■ What is being asked: Of all the lines below, return only those starting with the line holding "- [x] tested in workbench" and going on through the line holding "That will mean", exactly as written.

■ Stored data:

PR #224, opened 2016-07-05
Initial design for pluggable SPARQL evaluation modes (strict/extended/...)

pulquero:

- ...
- ...
- ...

- [x] tested in workbench
- [x] all tests succeed


jeenbroekstra:
For reference, see discussion in previous PR #204 . Several good points about the design were made there.

core/sail/base/src/main/java/org/eclipse/rdf4j/sail/base/SailSourceConnection.java
```diff
@@ -135,10 +141,17 @@
 	 * @param resolver
 	 */
 	protected SailSourceConnection(AbstractSail sail, SailStore store, FederatedServiceResolver resolver) {
+		this(sail, store, new SimpleEvaluationStrategyFactory(resolver), resolver);
+	}
+
+	protected SailSourceConnection(AbstractSail sail, SailStore store,
+			EvaluationStrategyFactory evalStratFactory, FederatedServiceResolver resolver)
```
jeenbroekstra: (in response to @pulquero 's comment on the old PR that he considers `EvaluationStrategy` specific to `SailSourceConnection`, and not generic for `Sail`). 

That will mean that only Sail implementations that rely on SailSourceConnection can actually make use of this - which is not the design intent. The overall design of the various APIs has always been that functionality such as SPARQL query evaluation is provided to any SAIL implementation. These evaluation "modes" are core functionality that the query engine should provide for any SAIL implementation out of the box.

pulquero: Should it be moved up to AbstractSail/AbstractSailConnection in that case? What you are describing sounds more like TripleSource - evaluation is provided for it. In the same way that there is a SailRepository for Repository, it appears to me you are missing something that plays the role of a TripleSourceSail/EvaluationStrategySail to complete the API journey:

>
Repository - query language
   |
   |- SailRepository - Repository delegates to Sail via QueryParser
   |
Sail - query algebra
   |
   |- ??? Sail delegates to TripleSource via EvaluationStrategy
   |
TripleSource - statements

At the moment, it is on a sail impl-by-impl basis, e.g. MemoryStore and NativeStore. Maybe AbstractSail is a good candidate?

jeenbroekstra: Possibly - it sounds like a good candidate, but I need to find some time to map this out. I feel a strong need to draw some diagrams :)

core/sail/base/src/main/java/org/eclipse/rdf4j/sail/base/config/BaseSailConfig.java
```diff
@@ -0,0 +1,82 @@
...
+import org.eclipse.rdf4j.model.impl.SimpleValueFactory;
+import org.eclipse.rdf4j.model.util.ModelException;
+import org.eclipse.rdf4j.model.util.Models;
+import org.eclipse.rdf4j.query.algebra.evaluation.EvaluationStrategyFactory;
+import org.eclipse.rdf4j.sail.config.AbstractSailImplConfig;
+import org.eclipse.rdf4j.sail.config.SailConfigException;
+
+import static org.eclipse.rdf4j.sail.base.config.BaseSailSchema.*;
+
+public abstract class BaseSailConfig extends AbstractSailImplConfig {
```
ansell: What is the reasoning behind creating this as a new abstract class and not adding it all to the abstract superclass?

core/sail/base/src/main/java/org/eclipse/rdf4j/sail/base/config/BaseSailConfig.java
```diff
@@ -0,0 +1,82 @@
...
+import org.eclipse.rdf4j.model.Model;
+import org.eclipse.rdf4j.model.Resource;
+import org.eclipse.rdf4j.model.impl.SimpleValueFactory;
+import org.eclipse.rdf4j.model.util.ModelException;
+import org.eclipse.rdf4j.model.util.Models;
+import org.eclipse.rdf4j.query.algebra.evaluation.EvaluationStrategyFactory;
+import org.eclipse.rdf4j.sail.config.AbstractSailImplConfig;
+import org.eclipse.rdf4j.sail.config.SailConfigException;
+
+import static org.eclipse.rdf4j.sail.base.config.BaseSailSchema.*;
```
ansell: This seems to only be importing a single IRI constant for use here. Would it be simpler just to import that constant directly to avoid the ambiguous star import?

core/sail/base/src/main/java/org/eclipse/rdf4j/sail/base/config/BaseSailSchema.java
```diff
@@ -0,0 +1,29 @@
...
+ * http://www.eclipse.org/org/documents/edl-v10.php.
+ *******************************************************************************/
+package org.eclipse.rdf4j.sail.base.config;
+
+import org.eclipse.rdf4j.model.IRI;
+import org.eclipse.rdf4j.model.ValueFactory;
+import org.eclipse.rdf4j.model.impl.SimpleValueFactory;
+
+/**
+ * Defines constants for the BaseSail schema.
```
ansell: What is the reasoning behind not adding these to one of the existing config vocabularies such as SailConfigSchema?

core/sail/memory/src/main/java/org/eclipse/rdf4j/sail/memory/MemoryStore.java
```diff
@@ -185,6 +189,23 @@ public long getSyncDelay() {
 	}
 
 	/**
+	 * @return Returns the {@link EvaluationStrategy}.
+	 */
+	public synchronized EvaluationStrategyFactory getEvaluationStrategyFactory() {
```
ansell: Will having this method synchronised instead of using volatile double-checked locking affect concurrent read thread performance on MemoryStore? Similar for the recently added FederatedServiceResolver methods below that could also use volatile double-checked locking instead.

core/queryalgebra/evaluation/src/main/java/org/eclipse/rdf4j/query/algebra/evaluation/EvaluationStrategyFactory.java
```diff
@@ -0,0 +1,17 @@
...
+ */
+package org.eclipse.rdf4j.query.algebra.evaluation;
+
+import org.eclipse.rdf4j.query.Dataset;
+
+/**
+ * Factory for {@link EvaluationStrategy}s.
+ */
+public interface EvaluationStrategyFactory {
+	EvaluationStrategy createEvaluationStrategy(Dataset dataset, TripleSource tripleSource);
```
ansell: This needs javadoc. In particular, a reference to calling EvaluationStrategies.register as a recommendation to implementors before returning the EvaluationStrategy from this method if that is desired.

core/queryalgebra/evaluation/src/main/java/org/eclipse/rdf4j/query/algebra/evaluation/impl/SimpleEvaluationStrategy.java
```diff
@@ -154,7 +155,7 @@
  * @author David Huynh
  * @author Andreas Schwarte
  */
-public class SimpleEvaluationStrategy implements EvaluationStrategy, UUIDable {
+public class SimpleEvaluationStrategy implements EvaluationStrategy, FederatedServiceResolverClient, UUIDable {
```
ansell: Can this change be separated out into a separate pull request? It doesn't look like it is related to the rest of this one.

core/sail/base/src/main/java/org/eclipse/rdf4j/sail/base/SailSourceConnection.java
```diff
@@ -135,10 +141,17 @@
 	 * @param resolver
 	 */
 	protected SailSourceConnection(AbstractSail sail, SailStore store, FederatedServiceResolver resolver) {
+		this(sail, store, new SimpleEvaluationStrategyFactory(resolver), resolver);
```
ansell: It is a red flag to me when the same variable is being passed through to two different locations from a constructor like this. 

Is the resolver actually being used here anymore and the fourth argument is just an historical artifact to keep the previous API?

core/sail/base/src/main/java/org/eclipse/rdf4j/sail/base/config/BaseSailConfig.java
pulquero: I wasn't sure about whether is was desirable to couple the base class with this feature. General consesus seems to be that it would be acceptable so I'll push it up.

core/sail/base/src/main/java/org/eclipse/rdf4j/sail/base/config/BaseSailSchema.java
pulquero: I'll push this up too.

core/sail/memory/src/main/java/org/eclipse/rdf4j/sail/memory/MemoryStore.java
pulquero: No, it is only used to configure the sail - one-call per lifetime.

core/queryalgebra/evaluation/src/main/java/org/eclipse/rdf4j/query/algebra/evaluation/impl/SimpleEvaluationStrategy.java
pulquero: This is used on line 173 in SailSourceConnection.

core/sail/base/src/main/java/org/eclipse/rdf4j/sail/base/SailSourceConnection.java
pulquero: Historical artifact. Ideally, there would be no sight of FederatedServiceResolver here as the EvaluationStrategyFactory is responsible for manuafacturing fully configued EvaluationStrategies. But you are right, I can do a better job here.

core/sail/base/src/main/java/org/eclipse/rdf4j/sail/base/config/BaseSailConfig.java
pulquero: oh wait, that would mean sail-api would have to depend on queryalgebra-evaluation. Any objections to that?

PR #225, opened 2016-07-06
Context handling fix in SPIN 

jeenbroekstra:
This PR addresses GitHub issue: #195

- based on @pulquero 's provided fix for issue #195 .
- introduced `Statements.isSameTriple` utility method to compare statements disregarding context.
- reneamd `oer.query.algebra.evaluation.util.Statements` to `TripleSources` to avoid confusion with `oer.model.util.Statements`.
- added TODO to indicate we should look at closer integration of TripleSources code with existing util functionality in, e.g., `Models` and `RDFCollections`. 

- [x] tests are included
- [x] all tests succeed


core/queryalgebra/evaluation/src/main/java/org/eclipse/rdf4j/query/algebra/evaluation/util/TripleSources.java
```diff
@@ -0,0 +1,277 @@
...
+	{
+		Statement stmt;
+		CloseableIteration<? extends Statement, QueryEvaluationException> stmts = store.getStatements(subj,
+				pred, obj);
+		try {
+			if (stmts.hasNext()) {
+				stmt = stmts.next();
+				while (stmts.hasNext()) {
+					Statement nextStmt = stmts.next();
+					if (!org.eclipse.rdf4j.model.util.Statements.isSameTriple(stmt, nextStmt)) {
```
jeenbroekstra: This is the core of the fix as proposed by @pulquero . The main change is that instead of converting every statement to triple-only form, we simply do a different comparison.

pulquero: Looks fine but I  think we should still return a triple-only statement else we are selecting a context at random - it is better to null it out than expose it.

jeenbroekstra: I disagree, for several reasons:

1. Context is an intrinsic part of the Statement. Note also that for example a `RepositoryConnection.getStatements` operation that "disregards context" will still return statement objects with the context field filled in - so this way is more consistent with other parts of the API. 
2. it is a performance burden; you will have to create new Statement objects for every match, causing object churn. 

In a future enhancement we probably want to look at actually making the spin reasoner context-aware - which I think will be easier to do if we don't tamper with contexts too much at this point.

pulquero: You only need to create a new statement on return not every match. Happy with it as-is.

Issue #227, opened 2016-07-11
2.0.x: Wrong serialization of language tag in SPARQLConnection


QuarksToQuasars:
In org.openrdf.repository.sparql.SPARQLConnection#createDataBody, getLanguage() is called on the literal:
`				if (Literals.isLanguageLiteral(lit)) {
					qb.append("@");
					qb.append(lit.getLanguage());
				}` (c.f. https://github.com/eclipse/rdf4j/blob/releases/2.0.x/core/repository/sparql/src/main/java/org/eclipse/rdf4j/repository/sparql/SPARQLConnection.java#L815)
However, getLanguage returns an Optional i.e. signature is ` Optional<String> org.openrdf.model.Literal.getLanguage()`. This results effectively in an invalid SPARQL insert serialization e.g. you get something like ```INSERT { <http://rdf4j.org/> <http://rdf4j.org/pred> "my literal"@Optional[en-US] .  } WHERE{}```

The following simple test fails with an UpdateExecutionException (i.e. most sparql repository implementations with rdf4j sparql parser will throw probably an MalformedQueryException internally):
```
@Test
    public void testSparqlConnectionAddingLanguageTags() throws IOException{
        java.net.URL documentUrl = new URL("http://www.w3.org/TR/2004/REC-rdf-syntax-grammar-20040210/example08.rdf");

        Repository rep= null;
        try{
            rep = new SPARQLRepository("http://127.0.0.1:10020/sparql");
            rep.initialize();
            try(RepositoryConnection con = rep.getConnection()){
                try(InputStream inputStream = documentUrl.openStream()){
                    RDFParser rdfParser = Rio.createParser(RDFFormat.RDFXML);
                    Model model = new LinkedHashModel();
                    rdfParser.setRDFHandler(new StatementCollector(model));
                    rdfParser.parse(inputStream, documentUrl.toString());
                    con.add(model);
                }
            }
        }finally{
            rep.shutDown();
        }
    }
```

jeenbroekstra:
Fixed. Fix should be available in next 2.0 nightly build (and of course the next milestone / release).

PR #230, opened 2016-07-12
#227 fixed use of getLanguage() return value

jeenbroekstra:
This PR addresses GitHub issue: #227

-    getLanguage() returns an Optional, if it has been verified to be non-empty, use getLanguage().get() (or getLanguage.orElse(null)) to retrieve the actual string value.

Make sure you've followed the Contributor Guidelines. In particular (please tick to indicate you've taken care of it):

- [x] tests are included
- [x]   all tests succeed

### DIFF
--- a/core/repository/sparql/src/main/java/org/eclipse/rdf4j/repository/sparql/SPARQLConnection.java
+++ b/core/repository/sparql/src/main/java/org/eclipse/rdf4j/repository/sparql/SPARQLConnection.java
@@ -812,7 +812,7 @@ public class SPARQLConnection extends AbstractRepositoryConnection implements Ht
 
 				if (Literals.isLanguageLiteral(lit)) {
 					qb.append("@");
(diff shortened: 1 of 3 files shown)


core/repository/sparql/src/main/java/org/eclipse/rdf4j/repository/sparql/SPARQLConnection.java
```diff
@@ -938,9 +938,9 @@ private void createBGP(StringBuilder qb, Resource subject, IRI predicate, Value
 				qb.append(SPARQLUtil.encodeString(lit.getLabel()));
 				qb.append("\"");
 
-				if (Literals.isLanguageLiteral(lit)) {
+				if (lit.getLanguage().isPresent()) {
```
jeenbroekstra: Arbitrary change this - both methods do exactly the same thing. We should perhaps look into deprecating the util method.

■ The completed task:
- [x] tested in workbench
- [x] all tests succeed


jeenbroekstra:
For reference, see discussion in previous PR #204 . Several good points about the design were made there.

core/sail/base/src/main/java/org/eclipse/rdf4j/sail/base/SailSourceConnection.java
```diff
@@ -135,10 +141,17 @@
 	 * @param resolver
 	 */
 	protected SailSourceConnection(AbstractSail sail, SailStore store, FederatedServiceResolver resolver) {
+		this(sail, store, new SimpleEvaluationStrategyFactory(resolver), resolver);
+	}
+
+	protected SailSourceConnection(AbstractSail sail, SailStore store,
+			EvaluationStrategyFactory evalStratFactory, FederatedServiceResolver resolver)
```
jeenbroekstra: (in response to @pulquero 's comment on the old PR that he considers `EvaluationStrategy` specific to `SailSourceConnection`, and not generic for `Sail`). 

That will mean that only Sail implementations that rely on SailSourceConnection can actually make use of this - which is not the design intent. The overall design of the various APIs has always been that functionality such as SPARQL query evaluation is provided to any SAIL implementation. These evaluation "modes" are core functionality that the query engine should provide for any SAIL implementation out of the box.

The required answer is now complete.